Transcribe word for word the lines below from the line with "It's very unlikely" through the line with "needed to know.", ends included.

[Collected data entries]
==*==

PR #1076, opened 2017-05-11
Prevent updating from running on first launch

willco007:
On first launch Sparkle will run if the shouldPrompt value is NO as a result of calling scheduleNextUpdateCheck.

### DIFF
--- a/Sparkle/SUUpdater.m
+++ b/Sparkle/SUUpdater.m
@@ -221,7 +221,7 @@ static NSString *const SUUpdaterDefaultsObservationContext = @"SUUpdaterDefaults
             [self resetUpdateCycle];
         }];
         // We start the update checks and register as observer for changes after the prompt finishes
-    } else {
+    } else if (hasLaunchedBefore) {
         // We check if the user's said they want updates, or they haven't said anything, and the default is set to checking.
         [self scheduleNextUpdateCheck];
     }


pornel:
Thanks for the PR!

The shouldPrompt setting strictly speaking refers only to the update check permission prompt (where Sparkle asks if it's OK to contact server to check for updates), rather than all update prompts.

I realize it could be useful if Sparkle was completely silent on the first launch, and didn't even prompt to update if an update is found, so we might to change that.

@jakepetroules what do you think?

This particular change would also prevent silent autoupdate on exit from running, but currently this wouldn't be a problem, because user needs to tick "allow" box first. If we ever allow app authors to have completely silent autoupdates, then we'd need an exception for silent autoupdates too.

willco007:
Ah, sorry about that. I was unaware of this subtle behavior. It is sort of nice to avoid interrupting on boarding on first launch which is what I was avoiding.

jkbullard:
Would this PR make it _impossible_ to have an app check for updates on its first launch?

Tunnelblick checks on the first launch because it is an app with parts that execute as root. For many years, Tunnelblick has set the "SUHasLaunchedBefore" default to cause Sparkle to allow a check on the first launch. Will that still work?

jakepetroules:
Most of the world has moved more to a model of automatic, silent updates vs explicit prompts so I think it's fine to potentially have an update prompt on the first launch - developers want users to be updated.

It's very unlikely that users will run an old version of an app for the first time. For the most part, a user will download an app and run it immediately.

willco007:
If you set SUHasLaunchedBefore to yes it will work as it always has.

jkbullard:
@willco007 - Thanks. That's what I needed to know.

@jakepetroules - Yes, but our app is often distributed by others (i.e., not from our website) and thus it is very easy for a user to download an out-of-date version of the app.

kornelski:
I'm going to close this.

We already avoid asking for permission on the first run.

We do show update, if available, on the first run. 

* This won't happen for most users who download the latest version from official source.
* If users got an outdated copy of the app from another source, there are both pros and cons of showing the update. 
* Not always showing the update may make it harder for developers to test if updates are working.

==*==

▸ Answer:
It's very unlikely that users will run an old version of an app for the first time. For the most part, a user will download an app and run it immediately.

willco007:
If you set SUHasLaunchedBefore to yes it will work as it always has.

jkbullard:
@willco007 - Thanks. That's what I needed to know.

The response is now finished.